Os desafios da relação entre o homem e o meio ambiente
Enviada em 01/12/2020
O desenvolvimento de normas e diretrizes, sobretudo a partir do século XX, proporcionou o avanço e o compromisso com a preservação ambiental em diversos locais do mundo. No entanto, apesar das incontáveis garantias, como a de que todos têm direito ao meio ambiente ecologicamente equilibrado, prevista no artigo 225 da Constituição brasileira, os desafios sobre a relação entre o homem e o meio ambiente ainda persistem, atualmente, no Brasil. Nesse contexto, convém analisar como a negligência do poder público se mostra como o maior responsável por essa desarmonia socioambiental, e o que é necessário para atenuar esse problema na sociedade.
Primeiramente, é primordial compreender como a irresponsabilidade dos poderes ministeriais e de suas autarquias, como é o caso do Ministério do Meio Ambiente e do Instituo Brasileiro do Meio Ambiente e dos Recursos Naturais (IBAMA), fomentam essa problemática. Para tanto, é importante deixar claro que esses causadores agem de forma ineficaz em suas fiscalizações, haja vista que, de acordo com relatórios da Organização Nacional das Nações Unidas (ONU), os números de desmatamento, queimadas, plásticos nos mares e poluição do solo e da atmosfera, de forma geral, cresceram cada vez mais nas ultimas décadas. Para exemplificar um pouco desse descaso no Brasil, no tocante a falta de ação governamental, o Instituto Nacional de Pesquisa Espacial constata, em um de seus levantamentos, que o número de queimadas na Amazônia em 2020 foi o maior da história.

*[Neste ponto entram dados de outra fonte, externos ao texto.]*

PR #10746, opened 2026-03-13
Collection export concurrency fixes

dirkkul:
### What's being changed:

This PR contains concurrency fixes:
  - Moved I/O out of locks: Backend initialization, JSON marshalling, and logging are no longer done while holding the participant mutex, reducing lock contention for Abort/IsRunning
  callers
  - Cancel vs. success race: Added first-caller-wins cancellation logic in the scheduler (activeExport ctx+cancel bundle) so exactly one side writes terminal metadata when Cancel and
  export completion race
  - Sibling failure detection: Node status is correctly set to Failed when a sibling node fails, using a new SetNodeError method
  - Stale request detection: Added a pointer identity check in Commit to detect Abort+re-Prepare races during backend init
  - Clearer error messages: Distinct error when backend init was never attempted vs. when it failed

None of these were real correctness issues but reduce lock contention and some edge cases

### Review checklist


usecases/export/participant.go
```diff
@@ -153,24 +187,25 @@ func (p *Participant) Commit(ctx context.Context, exportID string) error {
 			return errRet
 		}
 
-		req = p.preparedReq
-		if req == nil {
+		if p.preparedReq == nil {
```
tsmith023, line 190: Is it safe to read this outside of the lock? Likewise for the below

dirkkul: It is inside of the lock?

tsmith023: Ohhh this is inside the `f` closure 🤦 my bad!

Em uma segunda análise, torna-se necessário discutir as consequências dessa conjuntura. Desse modo, ao analisar o conceito geográfico de “biosfera”, fica claro que é preciso zelar pela integridade das águas, solos e da atmosfera para a vida funcionar bem no planeta. No entanto, diante do cenário brasileiro, repleto de irresponsabilidades ambientais, o que pode ser visto são graves consequências prejudiciais à flora, fauna e comunidades indígenas, devido às intensas queimadas - e que até nisso o poder público se ausentou mais uma vez, tendo que ser necessário (em 2020) a ação de ONGS, como a Greenpeace e de ativistas, como a Luísa Mel, para socorrer os animais e indivíduos fragilizados. Ademais, outras sequelas, como destaca a ONU, é o aumento do efeito estufa, aquecimento global, branqueamento dos corais e milhares de mortes de animais marinhos anualmente.

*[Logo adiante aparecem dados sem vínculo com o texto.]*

PR #10750, opened 2026-03-13
feat: alter schema drop vector index

antas-marcin:
### What's being changed:

This PR adds `Alter schema drop vector index` feature.

### Review checklist


adapters/repos/db/lsmkv/store.go
```diff
@@ -265,6 +265,31 @@ func (s *Store) ShutdownBucket(ctx context.Context, bucketName string) error {
...
+// DropBucket shuts down the named bucket and removes its data from disk.
+// If the bucket does not exist, it returns nil.
+func (s *Store) DropBucket(ctx context.Context, bucketName string) error {
+	s.closeLock.RLock()
+	defer s.closeLock.RUnlock()
+
+	s.bucketAccessLock.Lock()
+	bucket, ok := s.bucketsByName[bucketName]
+	if !ok {
+		s.bucketAccessLock.Unlock()
```
dirkkul: can we use defer instead?

openapi-specs/schema.json
```diff
@@ -8192,6 +8192,61 @@
...
+              "$ref": "#/definitions/ErrorResponse"
+            }
+          },
+          "422": {
+            "description": "Invalid vector index or collection provided.",
+            "schema": {
+              "$ref": "#/definitions/ErrorResponse"
+            }
+          },
+          "500": {
```
dirkkul, line 8240: you dont have all of these error codes in your handler. I think you do not make a distinction between 422 and 500.

looking at func (s *schemaHandlers) deleteClassVectorIndex(params schema.SchemaObjectsVectorsDeleteParams,
	principal *models.Principal,
) middleware.Responder {

openapi-specs/schema.json
```diff
@@ -8192,6 +8192,61 @@
         }
       }
     },
+    "/schema/{className}/vectors/{vectorIndexName}/index": {
```
dirkkul, line 8194: maybe
`/schema/{className}/vectorIndices/{vectorIndexName}` ? Or might we drop other things in the future

adapters/repos/db/index.go
```diff
@@ -761,6 +761,23 @@ func (i *Index) updateVectorIndexConfigs(ctx context.Context,
 	return nil
 }
 
+func (i *Index) dropVectorIndex(ctx context.Context, targetVector string) error {
+	if err := i.ForEachShard(func(name string, shard ShardLike) error {
```
dirkkul: I saw that you simply delete the folders for non-loaded lazy tenants. Could you do the same for cold tenants? How would you recover after a crash?

usecases/schema/property.go
```diff
@@ -157,6 +158,47 @@ func (h *Handler) DeleteClassPropertyIndex(ctx context.Context, principal *model
...
+	}
+
+	if len(class.VectorConfig) == 0 {
+		return fmt.Errorf("class %q has no named vector configurations", className)
+	}
+
+	cfg, exists := class.VectorConfig[vectorIndexName]
+	if !exists {
+		return fmt.Errorf("vector index %q not found in class %q: %w", vectorIndexName, className, ErrNotFound)
+	}
```
dirkkul, line 184: I think you need to have these errors wrap an ValidationErr and then decide on the error code in the handler, where 422 is a user error (the ones above) and internal errors are 500

entities/modelsext/class.go
```diff
@@ -40,6 +40,14 @@ func ClassGetVectorConfig(class *models.Class, targetVector string) (models.Vect
 	return models.VectorConfig{}, false
 }
 
+// IsVectorIndexDropped returns true if the named vector config entry represents
+// a dropped index — i.e. the vector data still exists in the objects bucket but
+// the search index has been removed from disk. A dropped entry has an empty
+// VectorIndexType.
+func IsVectorIndexDropped(cfg models.VectorConfig) bool {
+	return cfg.VectorIndexType == ""
```
dirkkul: should we maybe do something more explicit? Empty string detection is always a bit fragile

openapi-specs/schema.json
antas-marcin: My idea was to introduce a `vectors` namespace in our API for all vector related operations like named vector index drop

adapters/repos/db/lsmkv/store.go
antas-marcin: good point, changed to defer

openapi-specs/schema.json
antas-marcin: I copied this from `DELETE /schema/{className}/properties/{propertyName}/index/{indexName}` endpoint definition actually there I'm not using it, but in this endpoint CC is using it, there's a check for `ErrNotFound` and there we return 422 and 500 as default, but let me adjust it (remove it) according to your comment so that this endpoint will behave the same as `drop property index`

entities/modelsext/class.go
antas-marcin: changed to a more explicit check:
```go
func IsVectorIndexDropped(cfg models.VectorConfig) bool {
	return cfg.VectorIndexType == "" && cfg.VectorIndexConfig == nil
}
```

adapters/repos/db/index.go
antas-marcin: The unloaded tenants case is handled the same way as we are handling it in `drop property index` endpoint, there's a method added on shard init that removes data (if it still exists) for dropped vector indexes:
```go
newPropertyDeleteIndexHelper().ensureBucketsAreRemovedForNonExistentPropertyIndexes(index.path(), shardName, class)
```

usecases/schema/property.go
antas-marcin: I have removed the 500 error from endpoint definition and now all those types of errors are treated as 422 errors (this is the same behaviour as it's implemented for `drop property index`) lmk if we should change it, make a more sophisticated checks in endpoint handler

dirkkul: I dont think that we should remove 500, we need 500 and 422:
- 422 is validation error, eg wrong user input (targetVector does not exist etc)
- 500 is internal error, eg something within weaviate went wrong

openapi-specs/schema.json
dirkkul: we already have adding named vectors - would this be a little confusing if we have them in two places?

openapi-specs/schema.json
dirkkul: >so that this endpoint will behave the same as drop property index

this one might also have the wrong behaviour. Error codes is something we are not consistent about

antas-marcin: ok, I have brought back this 500 error and added a switch case for validation errors to differ 422 from 500 errors.

usecases/schema/property.go
antas-marcin: pushed a [commit](https://github.com/weaviate/weaviate/pull/10750/changes/74945b6348316c3b5d96072c035d440145292acf) with validation errors support

adapters/handlers/rest/handlers_schema.go
```diff
@@ -166,6 +166,33 @@ func (s *schemaHandlers) deleteClassPropertyIndex(params schema.SchemaObjectsPro
...
+	err := s.manager.DeleteClassVectorIndex(ctx, principal, s.manager.ReadOnlyClass(params.ClassName), params.ClassName, params.VectorIndexName)
+	if err != nil {
+		s.metricRequestsTotal.logError(params.ClassName, err)
+		switch {
+		case errors.As(err, &authzerrors.Forbidden{}):
+			return schema.NewSchemaObjectsVectorsDeleteForbidden().
+				WithPayload(errPayloadFromSingleErr(err))
+		case errors.Is(err, schemaUC.ErrNotFound):
+			return schema.NewSchemaObjectsVectorsDeleteUnprocessableEntity().
+				WithPayload(errPayloadFromSingleErr(err))
```
tsmith023, line 182: imo, class and index not found errors should be reported as `404`s to the client since the REST endpoint contains those variables in the path. e.g. `/schema/{className}/vectors/{vectorIndex}/...`. wdyt?

adapters/repos/db/shard_init_vector.go
```diff
@@ -400,3 +401,45 @@ func (s *Shard) setVectorIndex(targetVector string, index VectorIndex) {
...
+
+	if index, ok := s.vectorIndexes[targetVector]; ok && index != nil {
+		if err := index.Drop(ctx, false); err != nil {
+			return fmt.Errorf("drop vector index %q: %w", targetVector, err)
+		}
+		delete(s.vectorIndexes, targetVector)
+	}
+
+	// Drop LSM buckets that hold the vector data on disk.
+	vectorsBucket := fmt.Sprintf("%s_%s", helpers.VectorsBucketLSM, targetVector)
```
tsmith023: Should we unify this string creation into a util/helper function to be defensive?

antas-marcin: yeah, will do that

adapters/handlers/rest/handlers_schema.go
antas-marcin: `alter schema drop property index` doesn't do this either. I can introduce this new behaviour in both of this endpoints in a follow-up PR

openapi-specs/schema.json
antas-marcin: I would leave this endpoint definition as it is now, with it's own namespace, it's the same approach as we did for `shards` `tenants` `properties` operations

adapters/handlers/rest/handlers_schema.go
```diff
@@ -166,6 +166,33 @@ func (s *schemaHandlers) deleteClassPropertyIndex(params schema.SchemaObjectsPro
...
+		case errors.Is(err, schemaUC.ErrValidation):
```
dirkkul, line 183: can be combined with the one above

entities/modelsext/class.go
```diff
@@ -40,6 +40,19 @@ func ClassGetVectorConfig(class *models.Class, targetVector string) (models.Vect
...
+// a dropped index — i.e. the vector data still exists in the objects bucket but
+// the search index has been removed from disk.
+//
+// A dropped entry is identified by BOTH an empty VectorIndexType AND a nil
+// VectorIndexConfig. Checking both conditions prevents a user-submitted class
+// with a missing VectorIndexType (the zero value) from being silently treated
+// as dropped and skipping validation. The DeleteClassVectorIndex handler
+// explicitly clears both fields when dropping an index.
+func IsVectorIndexDropped(cfg models.VectorConfig) bool {
+	return cfg.VectorIndexType == "" && cfg.VectorIndexConfig == nil
```
dirkkul, line 53: wouldn't it make more sense to have a specific type for "dropped"? Then we could also display it nicely in the clients

usecases/schema/executor.go
```diff
@@ -163,8 +164,45 @@ func (e *executor) UpdateClass(req api.UpdateClassRequest) error {
...
+		hasDroppedVector := false
+		for _, vc := range req.Class.VectorConfig {
+			if modelsext.IsVectorIndexDropped(vc) {
+				hasDroppedVector = true
+				break
+			}
+		}
+
+		if !hasDroppedVector {
+			if err := e.migrator.UpdateVectorIndexConfigs(ctx, className, cfgs); err != nil {
```
dirkkul, line 182: we're doing UpdateVectorIndexConfigs below in line 209, too. Are both necessary?

entities/modelsext/class.go
antas-marcin: I can propose this in the next PR, I'm thinking of a specific setting in the vector index config that will indicate that a given named vector was removed. Are you OK with adding this field in a follow up PR?

usecases/schema/executor.go
antas-marcin: according to CC - yes, without it the changes haven't propagate, but I will note this and check with my human eye ;) and if not then I will create a follow up PR with a simplified logic

adapters/handlers/rest/handlers_schema.go
antas-marcin: let's leave it, we don't combine switch cases in any of our handlers, I would leave it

Diante do exposto, é fundamental que a o Poder Legislativo, em seu nível Federal, Estadual e Municipal, elabore leis (com punição inafiançável), por meio de políticas públicas, que assegurem que o Ministério do Meio ambiente e o IBAMA exerçam, de forma efetiva, a fiscalização para promover uma real biossegurança. Isso deve ser feito a fim de atenuar os diversos problemas ambientais e, assim, tornar possível a concretização dos direitos dispostos no artigo 225 presente na Constituição.